# WOT 88%? - Need advice on huge performance drop.



## Mike Kortney (Nov 28, 2005)

Is it true that the LS2 throttle for the corvette and GTO is set at 88% max wot?

I have a 2005 GTO with a procharger. I posted my stats several months ago. I'm was getting 525rwhp and 460 lbs of torque. 510rwhp corrected.

Car didn't seem as quick lately (even thogh still running fine) and had another dyno done on it. It only came out to just over 400hp. Granted the heat in Northern Va has been in the low 90's with High humidity but I can't believe it.
The car stock is probably around 340rwhp.

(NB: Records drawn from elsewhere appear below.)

Issue #69749, opened 2022-12-08
Popup subwindows created by MenuButtons not scaling relative to parent window


MACMAN2003:
___

***Bugsquad note:** This issue has been confirmed several times already. No need to confirm it further.*

___

### Godot version

4.0.beta3.mono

My tuner initially used a unichip setup for the engine management since the were no packages out at the time. They thought they could fix the problem with the HP Tuner which has a tune for the LS2. they installed the HP and retuned the car. Virtually no change. Still in the low 400's. They checked the cats, CAI, not getting errors codes etc.. these guys are at a total loss.
Looking for any suggestions. The procharger seems to be working fine - 8lbs of boost.

Appreciate the help.


----------



## svede1212 (Nov 1, 2005)

i have an '04 but it's my understanding that the TPS reports only 88%ish but it is indeed at WOT. what are your IATs? my rants on commercial "C"AIs must be getting legendary by now...


----------



## kwiktsi (Apr 5, 2006)

Yes, they read 88% at WOT- mine does also. I think heat soak for one was certainly hurting you, the stock filter location is horrible on the Procharger setup. I have moved my filter outside the bay and am now running alcohol- my car feels almost the same on a 90* day as it does on a 70* day now. Granted, it is a bit stronger when cool out- they always will be, but it went from not spinning the tires at all from a 1st gear roll on a hot day to just obliterating them from a second gear roll in any temp . I dynoed 543/456 on a 96* day with no fans in front of the car and a crappy tune. I did 4 runs back to back and HP was within 2-3 hp for all runs and actually, the last run was the strongest. Heat soak is no longer an issue between the filter being moved and the alky. Before the alky and filter relocation, I lost almost 30 whp on two back to back runs!!

I would say you need a good tune and I strongly recommend moving the filter and an alky kit. Yes, supercharger kits work "well" out of the box, but consider these "supporting mods" that drastically improve it .


----------



## Mike Kortney (Nov 28, 2005)

Appreciate the feedback!


----------